[Task statement]: Please report how many lines in the data underneath hold the word "still", with no other text.

[Items from a data source]:
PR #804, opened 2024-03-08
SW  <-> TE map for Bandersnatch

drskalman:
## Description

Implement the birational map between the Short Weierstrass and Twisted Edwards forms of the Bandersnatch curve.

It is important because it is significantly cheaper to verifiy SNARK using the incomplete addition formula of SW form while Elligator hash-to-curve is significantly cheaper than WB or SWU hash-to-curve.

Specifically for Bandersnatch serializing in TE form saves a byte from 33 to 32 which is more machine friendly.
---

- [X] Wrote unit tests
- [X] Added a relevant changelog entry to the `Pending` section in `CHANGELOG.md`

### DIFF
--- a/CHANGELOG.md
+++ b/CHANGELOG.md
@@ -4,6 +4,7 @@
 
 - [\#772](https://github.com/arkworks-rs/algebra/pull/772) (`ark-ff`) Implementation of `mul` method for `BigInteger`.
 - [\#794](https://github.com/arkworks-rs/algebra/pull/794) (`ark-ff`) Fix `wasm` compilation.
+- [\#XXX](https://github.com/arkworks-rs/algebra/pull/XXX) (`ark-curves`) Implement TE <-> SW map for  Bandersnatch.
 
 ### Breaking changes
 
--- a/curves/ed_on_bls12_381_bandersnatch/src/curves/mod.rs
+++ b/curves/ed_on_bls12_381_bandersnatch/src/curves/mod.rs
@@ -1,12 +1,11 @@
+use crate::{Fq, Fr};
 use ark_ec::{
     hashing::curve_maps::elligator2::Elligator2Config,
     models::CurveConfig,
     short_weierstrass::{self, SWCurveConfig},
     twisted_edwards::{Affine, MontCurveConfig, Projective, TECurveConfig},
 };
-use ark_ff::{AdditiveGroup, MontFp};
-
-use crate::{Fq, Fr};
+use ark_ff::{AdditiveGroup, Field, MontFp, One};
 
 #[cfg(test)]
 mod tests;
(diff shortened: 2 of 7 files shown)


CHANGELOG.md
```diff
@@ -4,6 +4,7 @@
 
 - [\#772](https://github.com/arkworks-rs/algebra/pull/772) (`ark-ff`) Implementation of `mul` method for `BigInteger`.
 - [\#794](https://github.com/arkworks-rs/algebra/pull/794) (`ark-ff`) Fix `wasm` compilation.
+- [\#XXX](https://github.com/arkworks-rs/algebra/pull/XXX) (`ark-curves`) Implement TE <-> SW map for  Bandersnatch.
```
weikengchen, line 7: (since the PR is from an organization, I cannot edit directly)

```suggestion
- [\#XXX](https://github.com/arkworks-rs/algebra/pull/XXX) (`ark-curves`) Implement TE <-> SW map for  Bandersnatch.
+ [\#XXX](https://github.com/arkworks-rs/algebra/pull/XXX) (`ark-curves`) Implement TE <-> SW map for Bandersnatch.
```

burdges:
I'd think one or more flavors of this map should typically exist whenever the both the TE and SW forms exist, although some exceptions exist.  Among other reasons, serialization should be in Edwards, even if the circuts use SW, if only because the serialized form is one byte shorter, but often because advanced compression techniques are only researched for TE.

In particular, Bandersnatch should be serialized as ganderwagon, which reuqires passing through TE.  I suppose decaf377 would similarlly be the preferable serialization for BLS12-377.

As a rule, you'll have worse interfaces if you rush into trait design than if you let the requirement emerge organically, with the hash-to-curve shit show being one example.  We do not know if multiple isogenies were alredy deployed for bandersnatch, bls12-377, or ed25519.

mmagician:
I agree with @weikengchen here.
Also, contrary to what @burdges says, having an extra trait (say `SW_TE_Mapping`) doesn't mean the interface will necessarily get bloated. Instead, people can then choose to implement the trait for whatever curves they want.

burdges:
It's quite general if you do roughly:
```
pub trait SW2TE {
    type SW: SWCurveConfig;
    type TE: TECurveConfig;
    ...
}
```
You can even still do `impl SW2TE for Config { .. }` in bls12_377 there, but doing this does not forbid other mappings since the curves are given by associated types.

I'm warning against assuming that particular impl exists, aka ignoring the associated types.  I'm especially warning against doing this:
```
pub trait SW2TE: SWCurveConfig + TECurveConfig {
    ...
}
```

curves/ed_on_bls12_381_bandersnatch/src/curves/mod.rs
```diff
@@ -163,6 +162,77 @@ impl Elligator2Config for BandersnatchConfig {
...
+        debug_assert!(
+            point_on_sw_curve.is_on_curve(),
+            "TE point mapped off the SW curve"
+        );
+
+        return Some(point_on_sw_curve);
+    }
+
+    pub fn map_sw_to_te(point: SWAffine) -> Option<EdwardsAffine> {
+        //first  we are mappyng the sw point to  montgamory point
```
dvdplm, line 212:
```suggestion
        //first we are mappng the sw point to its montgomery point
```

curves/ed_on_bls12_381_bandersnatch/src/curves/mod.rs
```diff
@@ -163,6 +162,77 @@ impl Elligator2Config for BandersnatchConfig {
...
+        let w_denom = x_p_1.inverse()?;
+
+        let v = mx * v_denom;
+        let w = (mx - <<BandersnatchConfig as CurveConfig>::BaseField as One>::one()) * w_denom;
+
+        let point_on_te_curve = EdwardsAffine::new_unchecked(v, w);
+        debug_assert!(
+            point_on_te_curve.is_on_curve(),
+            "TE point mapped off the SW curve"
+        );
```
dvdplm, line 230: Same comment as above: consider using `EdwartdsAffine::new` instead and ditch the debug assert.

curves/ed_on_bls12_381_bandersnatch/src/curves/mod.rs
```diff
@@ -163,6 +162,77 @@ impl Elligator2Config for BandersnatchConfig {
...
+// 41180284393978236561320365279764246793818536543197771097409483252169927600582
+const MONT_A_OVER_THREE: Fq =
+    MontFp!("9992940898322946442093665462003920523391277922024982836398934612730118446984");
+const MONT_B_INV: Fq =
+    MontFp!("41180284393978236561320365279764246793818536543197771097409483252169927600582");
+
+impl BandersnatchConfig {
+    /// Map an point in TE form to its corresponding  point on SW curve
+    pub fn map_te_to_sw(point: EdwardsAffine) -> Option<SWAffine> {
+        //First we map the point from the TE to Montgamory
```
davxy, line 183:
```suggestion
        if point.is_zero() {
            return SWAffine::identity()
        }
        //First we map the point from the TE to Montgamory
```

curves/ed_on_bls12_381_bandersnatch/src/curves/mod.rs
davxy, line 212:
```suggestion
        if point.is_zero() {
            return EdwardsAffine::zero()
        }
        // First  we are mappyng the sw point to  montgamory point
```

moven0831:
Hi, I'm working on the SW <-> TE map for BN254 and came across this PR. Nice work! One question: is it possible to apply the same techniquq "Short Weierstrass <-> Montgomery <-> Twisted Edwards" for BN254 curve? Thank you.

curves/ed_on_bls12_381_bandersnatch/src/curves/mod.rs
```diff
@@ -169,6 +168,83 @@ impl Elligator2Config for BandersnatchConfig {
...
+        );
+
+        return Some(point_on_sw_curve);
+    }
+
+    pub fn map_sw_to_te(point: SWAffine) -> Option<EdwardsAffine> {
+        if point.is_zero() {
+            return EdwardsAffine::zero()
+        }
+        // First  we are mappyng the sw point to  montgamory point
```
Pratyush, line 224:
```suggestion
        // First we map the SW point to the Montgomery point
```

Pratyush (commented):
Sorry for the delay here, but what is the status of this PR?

...

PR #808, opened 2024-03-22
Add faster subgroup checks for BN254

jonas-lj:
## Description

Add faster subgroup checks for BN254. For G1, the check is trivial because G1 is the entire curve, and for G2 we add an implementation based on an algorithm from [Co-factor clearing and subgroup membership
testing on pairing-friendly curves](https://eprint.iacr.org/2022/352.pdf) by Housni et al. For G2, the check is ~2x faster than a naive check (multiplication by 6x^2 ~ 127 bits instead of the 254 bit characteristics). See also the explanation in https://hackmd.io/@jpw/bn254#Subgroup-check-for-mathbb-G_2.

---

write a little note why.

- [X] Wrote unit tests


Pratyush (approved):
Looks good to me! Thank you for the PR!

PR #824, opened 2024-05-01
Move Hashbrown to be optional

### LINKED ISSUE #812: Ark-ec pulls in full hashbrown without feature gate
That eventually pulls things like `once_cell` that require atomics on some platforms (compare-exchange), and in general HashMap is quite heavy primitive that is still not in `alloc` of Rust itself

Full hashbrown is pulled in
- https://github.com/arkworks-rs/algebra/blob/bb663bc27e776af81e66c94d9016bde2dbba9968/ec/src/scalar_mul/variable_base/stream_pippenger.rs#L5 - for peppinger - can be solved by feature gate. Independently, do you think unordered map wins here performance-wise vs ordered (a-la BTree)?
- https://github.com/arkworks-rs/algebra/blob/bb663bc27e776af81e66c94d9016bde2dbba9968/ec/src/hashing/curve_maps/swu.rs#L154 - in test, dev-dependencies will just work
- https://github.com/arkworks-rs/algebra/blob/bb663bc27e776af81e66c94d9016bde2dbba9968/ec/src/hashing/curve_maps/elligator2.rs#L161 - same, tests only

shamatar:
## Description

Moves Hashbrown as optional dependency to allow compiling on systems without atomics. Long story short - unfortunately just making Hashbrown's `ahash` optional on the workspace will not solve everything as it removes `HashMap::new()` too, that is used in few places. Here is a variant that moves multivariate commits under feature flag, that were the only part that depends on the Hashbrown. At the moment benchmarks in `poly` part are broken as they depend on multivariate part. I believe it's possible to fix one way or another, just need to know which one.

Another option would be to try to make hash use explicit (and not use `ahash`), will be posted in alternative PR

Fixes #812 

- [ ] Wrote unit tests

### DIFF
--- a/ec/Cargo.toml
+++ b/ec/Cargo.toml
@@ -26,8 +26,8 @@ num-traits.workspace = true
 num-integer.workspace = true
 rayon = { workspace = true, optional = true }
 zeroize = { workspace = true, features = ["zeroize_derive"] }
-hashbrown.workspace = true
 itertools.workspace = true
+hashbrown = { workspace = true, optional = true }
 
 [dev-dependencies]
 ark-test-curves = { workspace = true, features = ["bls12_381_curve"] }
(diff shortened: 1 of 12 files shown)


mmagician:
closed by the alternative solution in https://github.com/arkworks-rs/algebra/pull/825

[Written solution]: 2